Wünsche, Beschwerden und Anregungen…
Irgendwann, denn wer ein erfülltes Leben hatte, kann sein Ableben ein wenig hinauszögern. Und zwar per Lebenselexier. Das ist nicht im Supermarkt erhältlich, sondern nur mit Laufbahnpunkten zu bezahlen. Wann immer man einen Wunsch der Sims erfüllt, von denen jederzeit 4 verschiedene angezeigt werden, füllt man sein Punktekonto. Diese Begierden können simpel sein, wie der Wunsch, Spaghetti zu essen (+500 Punkte) oder etwas größer (ein Baby bekommen +8000). Aber Vorsicht: jeder Sim hat auch seine Ängste. Wenn ein Feuer ausbricht oder ein Angehöriger stirbt, kann es auch Punktabzüge geben.
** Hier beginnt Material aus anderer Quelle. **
PR #2739, opened 2023-05-24
[library] Added line chart library export

dwnoble:
Screenshot:

dc-standalone-line-chart

### DIFF
--- a/experimental/index.html
+++ b/experimental/index.html
@@ -7,6 +7,12 @@
       .flex-child {
         flex: 1; /* This makes each child div take up an equal amount of space */
       }
+      .flex-column {
+        flex-direction: column;
+      }
+      .flex-row {
+        flex-direction: row;
+      }
       #my-component-1 {
         background-color: #ddd;
       }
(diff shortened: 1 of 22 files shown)


experimental/index.html
```diff
@@ -41,17 +47,74 @@
         };
         datacommons.drawRanking(element1, props1);
         datacommons.drawRanking(element2, props2);
+
+        var lineChartElement1 = document.getElementById("my-line-chart-1");
+        var lineChartElement2 = document.getElementById("my-line-chart-2");
+        var lineChartProps1 = {
+          id: "my-line-chart-content-1",
```
shifucun, line 54: I thought props.id should be the same as the html element id, but looks like it works here.

shifucun (approved):
Very nice!

experimental/index.html
dwnoble: It looks like this `id` gets applied to the component's inner div that contains the chart svg 

Screenshot 2023-05-25 at 1 08 17 PM

PR #2741, opened 2023-05-25
NL: Add support to build "medium" index

pradh:
Also, instead of checking there are no dup names, resolve the duplicate and log those separately, so we don't block on fixing those for building index.

Follow up PR will add the small and medium index to NL server.


tools/nl/embeddings/README.md
```diff
@@ -4,36 +4,46 @@ This directory contains the data sheets (containing StatVar DCID and
...
-* `Override_Alternatives`: if this column has any value in a row, all other columns are ignored. Multiple strings are acceptable for this column. If multiple strings are provided, they must be semi-colon delimited.
-* `Curated_Alternatives`: a semi-colon delimited list of strings which can serve as alternative ways of referring to the StatVar.
+   * `dcid`: the StatVar DCID.
+   * `Name`: the name of the StatVar
+   * `Description`: the description(s) of the StatVar. Multiple descriptions are acceptable. If multiple description strings are provided, they must be semi-colon delimited. This column can be expected to be used as part of any automated alternative generation processed, e.g. using an LLM.
+   * `Override_Alternatives`: if this column has any value in a row, all other columns are ignored. Multiple strings are acceptable for this column. If multiple strings are provided, they must be semi-colon delimited.
+   * `Curated_Alternatives`: a semi-colon delimited list of strings which can serve as alternative ways of referring to the StatVar.
+
+1. Add any auto-generated input CSVs to `data/autogen_input/<index-size>/`.
```
jehangiramjad, line 29: It took me a while to figure out that this is the file (or process) through which the small vs medium are distinguished. If, theoretically, the same file was provided under `data/autogen_input/small/` and `data/autogen_input/medium/` then the embeddings would be the same size, right? So we should make it clear in this README.md that this is the file/process through which the number/size of the SVs/Embeddings is primarily impacted. The rest of the inputs are all common across the embeddings sizes.

jehangiramjad (approved):
Thanks! Just one comment on the README

tools/nl/embeddings/README.md
pradh: thanks, clarified.

PR #2743, opened 2023-05-26
A bunch of change for custom DC using remote mixer

shifucun:


server/templates/version.html
```diff
@@ -39,6 +39,12 @@
             <a href="https://github.com/datacommonsorg/mixer/commit/{{mixer_hash}}">{{mixer_hash}}</a>
           </td>
         </tr>
+        <tr>
```
dwnoble, line 42: Will `remote_mixer_domain` always be set? should we hide this block if it's not set?

pradh (approved):

server/templates/version.html
shifucun: Good point! This will be empty if not set. I feel this maybe good to explicitly showing that the remote mixer is not used.

shifucun:
Thanks for review!

PR #2749, opened 2023-05-27
Migrate all deployment config from kustomize to helm

shifucun:
This prepares for deployment change of remote mixer in all custom DC


server/app_env/stanford_staging.py
```diff
@@ -1,22 +0,0 @@
...
-# Unless required by applicable law or agreed to in writing, software
-# distributed under the License is distributed on an "AS IS" BASIS,
-# WITHOUT WARRANTIES OR CONDITIONS OF ANY KIND, either express or implied.
-# See the License for the specific language governing permissions and
-# limitations under the License.
-
-from server.app_env import _base
-
-
-class Config(_base.Config):
```
chejennifer, line 18: curious why we're deleting this, because won't this code look for this file? https://github.com/datacommonsorg/website/blob/master/server/lib/config.py#L24

chejennifer (commented):
thanks for migrating!

docs/new_deployment.md
```diff
@@ -1,120 +0,0 @@
-# Add a New Deployment Instance
-
-This doc details the steps involved to bring up a new Data Commons instance
```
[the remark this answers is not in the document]
shifucun: Yes, new instance should use the one time setup script from Alex and we would need more docs for that.

server/app_env/stanford_staging.py
shifucun: In stanford_staging.yaml, the flaskEnv is now "stanford" because it should use the same html template folder (now it can not find /stanford_staging/..., thus uses the default custom html template).

chejennifer (approved):

PR #2751, opened 2023-05-30
[google map] handle when geojson is not a properly formatted json string

chejennifer:
- instead of having the page break due to improperly formatted json string, just hide the map

autopush fire event page which has an improperly formatted json string as the geojson string:
Screenshot 2023-05-30 at 11 39 50 AM

with the fix:
Screenshot 2023-05-30 at 11 39 33 AM


shifucun (approved):
thanks for the fix!

juliawu (approved):
Thanks for the fix!

PR #2752, opened 2023-05-31
NL: Add the medium index to nl_server enabled by idx= param

pradh:
This change introduces the `medium` index added in https://github.com/datacommonsorg/website/pull/2741 to the nl_server. The current index is tagged as `small`.

The index is selected via a url param `idx=small` or `idx=medium`.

Mit diesen Punkten erwirbt man Spezialgegenstände wie das erwähnte Lebenselexier, das den Tod hinauszögert, Geldbäume, die ein wenig Bares in die Haushaltskasse bringen oder ein Denkerkäppchen, mit dem das Lernen leichter fällt.
Let there be rock
Zu guter Letzt noch ein Wort zu den soundtechnischen Aspekten. Wie schon aus Teil 1 gewohnt sprechen die Sims ihre eigene Sprache. Dieses „Simisch“ ist zwar nicht verständlich, trotzdem lassen Tonfall und Lautstärke meist den Gesprächsverlauf erkennen. In kleinen Sprechblasen über den Köpfen werden symbolisch die Gesprächsthemen dargestellt. Hintergrundmusik und Effekte sind solide, wenn auch nicht wirklich aufregend. Schmankerl: statt der Standard-Radiosender kann man eigene Musikdateien importieren und abspielen, auch über das Optionsmenü. Und um noch eins draufzulegen: im Fernseher kann man sogar eigene Videodateien laufen lassen. Zum Beispiel jene, die man mit dem integrierten Video-Tool aufzeichnet.